Exercise prompt →
In full and word for word, return the listing that follows.

Entries supplied →
PR #1107, opened 2018-01-02
JBPM-6720 Add timeout to test and replace wait notify with a latch

baldimir:
@mswiderski or anyone else, could you please review? 

The test still fails randomly. I am not sure if there is a bug in JBPM or not. The process listener is invoked 4 times occasionally (looks like just 4 out of 5 processes finish sometimes).

### DIFF
--- a/jbpm-test-coverage/src/test/java/org/jbpm/test/functional/async/AsyncIntermediateCatchSignalTest.java
+++ b/jbpm-test-coverage/src/test/java/org/jbpm/test/functional/async/AsyncIntermediateCatchSignalTest.java
@@ -25,6 +25,7 @@ import org.jbpm.test.JbpmTestCase;
 import org.jbpm.test.wih.FirstErrorWorkItemHandler;
 import org.junit.After;
 import org.junit.Before;
+import org.junit.Ignore;
 import org.junit.Test;
 import org.kie.api.event.process.DefaultProcessEventListener;
 import org.kie.api.event.process.ProcessCompletedEvent;
@@ -91,6 +92,7 @@ public class AsyncIntermediateCatchSignalTest extends JbpmTestCase {
         latch.await();
     }
 
+    @Ignore("JBPM-6720 Possible jBPM bug, test fails randomly. Ignored till resolved.")
     @Test(timeout = 20000)
     public void testCorrectProcessStateAfterExceptionSignalCommandMulti() throws InterruptedException {
         latch = new CountDownLatch(5);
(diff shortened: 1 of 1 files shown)


tsurdilo:
@baldimir i am still getting " test timed out after 20000 milliseconds" when running this test (with your changes) locally.

tsurdilo:
Jenkins retest please

baldimir:
@tsurdilo yes it still fails randomly, please see PR description and the JIRA. It might be a jBPM bug. However if there is no quick solution we should consider merging this or ignoring the test, because without these changes it just hangs indefinitely sometimes.

tsurdilo:
@baldimir I will look into the cause of the issue, but for now here is small change to your pr here that will allow this test to not time out and run ok all the time  (without ignoring the test) - https://gist.github.com/tsurdilo/ac61831fb6511d4c1a3e94173d722e1b

tsurdilo:
@baldimir if you still want to use afterProcessCompleted event for countdown you can use this (just dont use the FirstErrorWorkItemHandler which I think in this test should not be used honestly anyways) and define your own passthrough one:

https://gist.github.com/tsurdilo/6ee51515fcee1538276517185a0a85fc

baldimir:
@tsurdilo thanks, will take a look at your suggestions.

baldimir:
@tsurdilo at the end I just @Ignored the test till resolved. I think this is the best for now. Is it ok? Will take a look meanwhile at the problem.

jhrcek:
@tsurdilo If ok like this, please merge this soon. Full downstr.build is freezing very ofthen because of this test, blocking merging important PRs.

baldimir:
Found the commit that causes this test to fail: https://github.com/baldimir/jbpm/commit/d25305ff856b722243c7b474433d549789cd8073

MarianMacik:
We have a nice suite of listeners for that: https://github.com/kiegroup/jbpm/tree/master/jbpm-test-util/src/main/java/org/jbpm/test/listener

Just extend the Default one. The issue with a plain afterProcessCompleted listener is that it is invoked before data is committed to DB, so it might happen that a test is faster than DB and it continues even though data is not in DB yet. To do it properly you have to do it via tx sync in afterCompletion method: https://github.com/kiegroup/jbpm/blob/master/jbpm-test-util/src/main/java/org/jbpm/test/listener/DefaultCountDownProcessEventListener.java#L66

So I think this is the way to go. Just override the afterProcessCompleted method and do countdown() there. Then register it on ksession.

Hope this helps.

Response area →
PR #1107, opened 2018-01-02
JBPM-6720 Add timeout to test and replace wait notify with a latch

baldimir:
@mswiderski or anyone else, could you please review? 

The test still fails randomly. I am not sure if there is a bug in JBPM or not. The process listener is invoked 4 times occasionally (looks like just 4 out of 5 processes finish sometimes).

### DIFF
--- a/jbpm-test-coverage/src/test/java/org/jbpm/test/functional/async/AsyncIntermediateCatchSignalTest.java
+++ b/jbpm-test-coverage/src/test/java/org/jbpm/test/functional/async/AsyncIntermediateCatchSignalTest.java
@@ -25,6 +25,7 @@ import org.jbpm.test.JbpmTestCase;
 import org.jbpm.test.wih.FirstErrorWorkItemHandler;
 import org.junit.After;
 import org.junit.Before;
+import org.junit.Ignore;
 import org.junit.Test;
 import org.kie.api.event.process.DefaultProcessEventListener;
 import org.kie.api.event.process.ProcessCompletedEvent;
@@ -91,6 +92,7 @@ public class AsyncIntermediateCatchSignalTest extends JbpmTestCase {
         latch.await();
     }
 
+    @Ignore("JBPM-6720 Possible jBPM bug, test fails randomly. Ignored till resolved.")
     @Test(timeout = 20000)
     public void testCorrectProcessStateAfterExceptionSignalCommandMulti() throws InterruptedException {
         latch = new CountDownLatch(5);
(diff shortened: 1 of 1 files shown)


tsurdilo:
@baldimir i am still getting " test timed out after 20000 milliseconds" when running this test (with your changes) locally.

tsurdilo:
Jenkins retest please

baldimir:
@tsurdilo yes it still fails randomly, please see PR description and the JIRA. It might be a jBPM bug. However if there is no quick solution we should consider merging this or ignoring the test, because without these changes it just hangs indefinitely sometimes.

tsurdilo:
@baldimir I will look into the cause of the issue, but for now here is small change to your pr here that will allow this test to not time out and run ok all the time  (without ignoring the test) - https://gist.github.com/tsurdilo/ac61831fb6511d4c1a3e94173d722e1b

tsurdilo:
@baldimir if you still want to use afterProcessCompleted event for countdown you can use this (just dont use the FirstErrorWorkItemHandler which I think in this test should not be used honestly anyways) and define your own passthrough one:

https://gist.github.com/tsurdilo/6ee51515fcee1538276517185a0a85fc

baldimir:
@tsurdilo thanks, will take a look at your suggestions.

baldimir:
@tsurdilo at the end I just @Ignored the test till resolved. I think this is the best for now. Is it ok? Will take a look meanwhile at the problem.

jhrcek:
@tsurdilo If ok like this, please merge this soon. Full downstr.build is freezing very ofthen because of this test, blocking merging important PRs.

baldimir:
Found the commit that causes this test to fail: https://github.com/baldimir/jbpm/commit/d25305ff856b722243c7b474433d549789cd8073

MarianMacik:
We have a nice suite of listeners for that: https://github.com/kiegroup/jbpm/tree/master/jbpm-test-util/src/main/java/org/jbpm/test/listener

Just extend the Default one. The issue with a plain afterProcessCompleted listener is that it is invoked before data is committed to DB, so it might happen that a test is faster than DB and it continues even though data is not in DB yet. To do it properly you have to do it via tx sync in afterCompletion method: https://github.com/kiegroup/jbpm/blob/master/jbpm-test-util/src/main/java/org/jbpm/test/listener/DefaultCountDownProcessEventListener.java#L66

So I think this is the way to go. Just override the afterProcessCompleted method and do countdown() there. Then register it on ksession.

Hope this helps.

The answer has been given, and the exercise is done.